Dopamine agonists for restless legs syndrome

Hanna Scholz, Claudia Trenkwalder, Ralf Kohnen, Dieter Riemann, Levente Kriston, Magdolna Hornyak
Cochrane Database of Systematic Reviews 2011, (3): CD006009

BACKGROUND: According to clinical guidelines, dopamine agonists are the first-line treatment of restless legs syndrome (RLS).

OBJECTIVES: To evaluate efficacy and safety of dopamine agonists for RLS.

SEARCH STRATEGY: We searched the Cochrane Central Register of Controlled Trials (The Cochrane Library 2008, Issue 4), MEDLINE, EMBASE, PsycINFO and CINAHL, from January 1985 to December 2008, plus reference lists of articles. We contacted pharmaceutical companies.

SELECTION CRITERIA: We included double-blind randomised controlled trials (RCTs) of dopamine agonist treatment versus placebo or other treatment for a period of at least seven days in patients with RLS (≥ 18 years). Outcomes included the International RLS Severity Rating Scale (IRLS), Clinical Global Impressions (CGI-I), polysomnography and self rated sleep quality, quality of life, daytime functioning, and safety parameters.

DATA COLLECTION AND ANALYSIS: Two reviewers extracted data separately; assessed risk of bias; and contacted pharmaceutical companies and authors for additional information. We collected dropout rates due to adverse events and experience of adverse events.

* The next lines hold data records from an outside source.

PR #474, opened 2024-05-27
test: execute solidity tests through napi

agostbiro:
Adds basic setup to execute Solidity tests with Forge from JS through Napi. The test contracts were compiled with Hardhat.

Traces from Forge are not exposed to JS through Napi. We probably want to unify these with the existing JS trace format first.

The implementation is currently tightly coupled with Foundry config format and build system. We'll probably want to remove this coupling next.


crates/edr_napi/src/solidity_tests/runner.rs
```diff
@@ -0,0 +1,147 @@
...
+        coverage: builder.coverage,
+        debug: builder.debug,
+        test_options: builder.test_options.unwrap_or_default(),
+        isolation: builder.isolation,
+        output: compiled,
+    })
+}
+
+fn project_root() -> PathBuf {
+    PathBuf::from(concat!(env!("CARGO_MANIFEST_DIR"), "/../../testdata"))
```
Wodann, line 59: I'm trying to wrap my head around this. My understanding is:

`CARGO_MANIFEST_DIR` = `./crates/edr_napi/`
Concatenated, you get: `./crates/edr_napi/../../testdata`
which equals: `./testdata`

However, `testdata` is found at `crates/foundry/testdata`.

What am I missing here? 😅

crates/edr_napi/src/solidity_tests/runner.rs
```diff
@@ -0,0 +1,147 @@
...
+        ffi: true,
+        verbosity: 3,
+        memory_limit: 1 << 26,
+        ..Default::default()
+    }
+}
+
+/// The RPC endpoints used during tests.
+fn rpc_endpoints() -> RpcEndpoints {
+    RpcEndpoints::new([("alchemy", RpcEndpoint::Url("${ALCHEMY_URL}".to_string()))])
```
Wodann, line 108: How does this handle the case where the `ALCHEMY_URL` environment variable is not set?

crates/edr_napi/src/solidity_tests.rs
```diff
@@ -0,0 +1,112 @@
...
+            tokio::sync::mpsc::unbounded_channel::<(String, forge::result::SuiteResult)>();
+        let (tx_end_result, mut rx_end_result) = tokio::sync::mpsc::unbounded_channel();
+
+        let callback_fn = self.results_callback_fn.clone();
+        let runtime = runtime::Handle::current();
+        runtime.spawn(async move {
+            let mut results = Vec::<(String, forge::result::SuiteResult)>::new();
+
+            while let Some(name_and_suite_result) = rx_results.recv().await {
+                results.push(name_and_suite_result.clone());
```
Wodann, line 70: If you'd like to avoid the overhead of cloning, you can explore a similar approach to the one I took in other parts of the N-API:

You can wrap the result in an `Arc` and return an `#[napi] struct SomeStruct { inner: Arc<..> }` which implements getter properties to retrieve the contents of the `inner` value.

crates/edr_napi/src/solidity_tests/test_suite.rs
```diff
@@ -0,0 +1,100 @@
...
+        })
+    }
+}
+
+/// A test contract to execute.
+#[derive(Clone)]
+#[napi(object)]
+pub struct TestContract {
+    /// The contract ABI as a JSON string.
+    pub abi: String,
```
Wodann, line 52: I'm writing this comment here, as this reminded me of it.

Hardhat uses a non-standard ABI for `console.log`. This might have unexpected consequences if we're compiling through Hardhat while using parts of `foundry` that make have expectations of the ABI.

Raising this for awareness, as it might have some impact on tests failing unexpectedly

cc: @fvictorio

crates/edr_napi/test/solidity-tests.ts
```diff
@@ -0,0 +1,58 @@
...
+    const resultsFromCallback: Array<SuiteResult> = [];
+    const runner = new SolidityTestRunner((...args) => {
+      resultsFromCallback.push(args[1] as SuiteResult);
+    });
+
+    const result = await runner.runTests(testSuites);
+    assert.equal(resultsFromCallback.length, testSuites.length);
+    assert.equal(resultsFromCallback.length, result.length);
+
+    for (let res of result) {
```
Wodann, line 19: Is there a simpler way to validate results other than doing a name comparison string?

Are the results guaranteed to be in the same order as the inputs?

Wodann (changes requested):
Overall LGTM. I left some suggestions, comments, and questions

crates/edr_napi/test/solidity-tests.ts
agostbiro: Nope, they'll be in the order of completion. Forge returns them as a BTreeMap, but can't expose that through NAPI afaik, so I opted for a list of `(name, value)` pairs to preserve the semantics. If it's not important though to preserve the order of completion, we could just return a map of `name => value` which would make it easy to query for specific test suites. cc @fvictorio

crates/edr_napi/src/solidity_tests.rs
agostbiro: Thanks that's a good idea, but I think it's ok to clone here, because it's not blocking test execution, so I'd keep it as is to keep it simple. A concern could be that the clone is blocking the Tokio worker thread, but I don't think it's big enough to warrant moving it to the blocking thread pool.

crates/edr_napi/src/solidity_tests.rs
```diff
@@ -0,0 +1,112 @@
...
+pub struct SolidityTestRunner {
+    /// The callback to call with the results as they become available.
+    results_callback_fn: ThreadsafeFunction<SuiteResult>,
+}
+
+// The callback has to be passed in the constructor because it's not `Send`.
+#[napi]
+impl SolidityTestRunner {
+    /// Creates a new instance of the SolidityTestRunner.
+    #[doc = "Creates a new instance of the SolidityTestRunner. The callback function will be called with suite results as they finish."]
```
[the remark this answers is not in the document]
agostbiro: Thanks, fixed in [95c365f](https://github.com/NomicFoundation/edr/pull/474/commits/95c365fd011235ac2eb6516899ba595c9b180c84)

crates/edr_napi/src/solidity_tests/runner.rs
agostbiro: It's ok currently because forking mode isn't used. Going forward it should be passed through a config object from JS

crates/edr_napi/src/solidity_tests/runner.rs
agostbiro: Thanks good catch the path was wrong! Fixed in [bf5cb47](https://github.com/NomicFoundation/edr/pull/474/commits/bf5cb47d15d1962f214e9e728557603032cd2595)

It didn't cause failures, because the contracts are passed in through JS, not loaded from disk

crates/edr_napi/test/solidity-tests.ts
Wodann: As a caller of the API, I think it would be more ergonomic if the order of the array of results was in the same order as the input array. That way you can easily iterate them side-by-side and there is no need for unwieldy code and expensive name comparisons.

I had a look at the code and it seems possible to achieve this by using an integer ID to assign a result to an index of a pre-allocated array matching the length of the input array. Alternatively, a safer alternative might be to use oneshot channels per test suite. That way you could `.collect` all results of those oneshot channels.

agostbiro: Thanks good points, but thinking about this more I think it's good to return from Rust as `(name, value)` pairs preserving the order of completion for maximum flexibility, as it's easy to turn that into any other desired format in JS (since JS knows the input order). Otoh JS can also know the order of completion from the callbacks, so maybe it's not important. Would like to hear @fvictorio 's feedback who is experimenting from the JS side.

crates/edr_napi/src/solidity_tests.rs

MAIN RESULTS: We included 35 placebo controlled and three active controlled RCTs (N = 7365). The mean reduction on the IRLS was -5.7 points lower in dopamine agonist treatment compared to placebo (95% confidence interval (CI) -6.7 to -4.7). Periodic limb movements in sleep per hour of sleep (PLMS-Index; PLMSI) were -22.4/h lower than in placebo (95% CI -27.8 to -16.9). Self rated quality of sleep and disease specific quality of life were improved by a standardised mean difference (SMD) of 0.40 (95% CI 0.33 to 0.47) and 0.34 (95% CI 0.23 to 0.44), respectively. Patients were more likely to drop out (odds ratio (OR) 1.82, 95% CI 1.35 to 2.45) and experienced more adverse events under dopamine agonist treatment than with placebo (OR 1.82, 95% CI 1.59 to 2.08). Visual inspection of forest plots showed the highest efficacy in three studies investigating cabergoline and pergolide (N = 3). Active controlled trials investigated effects of cabergoline, pergolide, and pramipexole in a number of outcomes. The IRLS score was lower with cabergoline and pramipexole compared to levodopa (MD -5.3, 95% CI -8.4 to -2.1). Only four studies investigated treatment efficacy up to seven months. The most severe side effect, augmentation, was not assessed reliably.

AUTHORS' CONCLUSIONS: The meta-analyses show the superiority of dopamine agonists over placebo in RCTs up to seven months. Cabergoline and pramipexole showed larger efficacy compared to levodopa in some but not all outcomes.